Выбрать главу

Я знаю: человека-Горького с благодарностью вспоминают многие в России, и особенно в Петербурге. Не один десяток людей обязан ему жизнью и свободой.

Всем было хорошо известно, что Горький — в близкой дружбе с Лениным, что он хорошо знаком с другими главарями революции. И когда революция перешла к террору, последней апелляционной инстанцией, последней надеждой был Горький, жены и матери арестованных шли к нему. Он писал письма, ругался по телефону, в наиболее серьезных случаях сам ездил в Москву, к Ленину. Не раз случалось, что его заступничество кончалось неудачей. Как-то мне пришлось просить Горького за одного моего знакомого, попавшего в ЧК. По возвращении из Москвы, сердито пыхтя папиросой, Горький рассказал, что за свое вмешательство получил от Ленина реприманд: «Пора бы, говорит, вам знать, что политика — вообще дело грязное, и лучше вам в эти истории не путаться».

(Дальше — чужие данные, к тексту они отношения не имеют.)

PR #192, opened 2021-03-08
[13.0] shopfloor_mobile: checkout display qty using qty widget 

simahawk:


shopfloor_mobile/static/wms/src/components/scenario_picking_detail/picking_select.js
```diff
@@ -76,8 +76,19 @@ Vue.component("picking-select-package-content", {
             <div class="lot" v-if="record.lot">
                 <span class="label">Lot:</span> <span>{{ record.lot.name }}</span>
             </div>
-            <div class="qty">
-                <span class="label">Qty:</span> <span>{{ record.qty_done }} / {{ record.quantity }}</span>
+            <div class="qty done">
```
sebalix, line 79: `done` is not used at all in the code, right? Same question for `requested`, I can't find them.

sebalix (approved):

shopfloor_mobile/static/wms/src/components/scenario_picking_detail/picking_select.js
simahawk: nope, it's just to identify the two lines if different styles are needed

Но Горький продолжал «путаться».

По моим впечатлениям, тогдашняя политика террора была одной из главных причин временной размолвки Горького с большевиками и его отъезда заграницу.

Случилось так, что незадолго до его отъезда я, возвращаясь из Москвы в Петербург, оказался в одном вагоне с Горьким. Была ночь, весь вагон уже спал. Вдвоем мы долго стояли в коридоре, смотрели на летевшие за черным окном искры и говорили. Шла речь о большом русском поэте Гумилеве, расстрелянном за несколько месяцев перед тем. Это был человек и политически, и литературно чужой Горькому, но тем не менее Горький сделал всё, чтобы спасти его. По словам Горького, ему уже удалось добиться в Москве обещания сохранить жизнь Гумилева, но петербургские власти как-то узнали об этом и поспешили немедленно привести приговор в исполнение. Я никогда не видел Горького в таком раздражении, как в эту ночь.

Года через полтора, в глухой русской деревне, где я проводил лето, мне попался номер провинциальной коммунистической газеты с жирным заголовком: «Горький умер!». Заголовок оказался трюком остряка-журналиста: в статье шла речь о «политической смерти» Горького, опубликовавшего тогда заграницей какой-то протест по поводу происходившего в Москве суда над социалистами-революционерами (русская партия, примыкающая к 2 Интернационалу).

Это был кульминационный пункт разлада Горького с большевиками. Но не только с ними, а и с самим собой, потому что, несомненно, кроме «Пешкова», человека с почти по-женски мягким сердцем, в нем жил большевик.

Когда от жестокого разрушения революция перешла к постройке нового, Горький вернулся в Россию. То, что вызвало его отъезд, — видимо было забыто. Когда я попытался заглянуть внутрь его и узнать, что теперь думает (вернее чувствует) «Пешков», я услышал ответ: «У них — очень большие цели. И это оправдывает для меня всё».

* * *

Недавно в статье о новых русских романах (в «Marianne»), упоминая о Горьком, я назвал его «Le pape de la Littérature sovietique». Курьезная опечатка типографии сделала из «pape» — «pope». По странной случайности эта опечатка почти повторила то, что Горький в шутку говорил о себе: он называл себя: «литературным протопопом».

Я думаю, этой шуткой Горький правильнее всего определил свое положение в советской литературе. Было, конечно, немало и таких авторов, которые являлись к Горькому, чтобы «поцеловать папскую туфлю». С такими благочестивыми паломниками Горький скучал и торопился их выпроводить. «Смотрит на меня, будто я — дурак в мундире с орденами», — сердито сказал он мне об одном таком посетителе. Но большинство писателей приходило к нему не как к человеку с литературными орденами, не как к литературному авторитету, а просто — как к человеку: не к «Горькому», а к «Пешкову».

На моих глазах возникла и выросла дружба Горького с группой молодых петербургских писателей, носившей название «Серапионовых братьев», с которой был очень близко связан и я. Группа эта родилась в петербургском «Доме искусств», где еще в периоды революции Горькому удалось организовать род литературного университета (я там был одним из лекторов). Когда из слушателей этого университета вышло несколько талантливых писателей, Горький чувствовал себя, как счастливый отец, он возился с ними, как наседка с цыплятами. Очень трогательные отношения с ними сохранились у Горького и позже, когда «цыплята» выросли и стали чуть что не классиками новой советской прозы.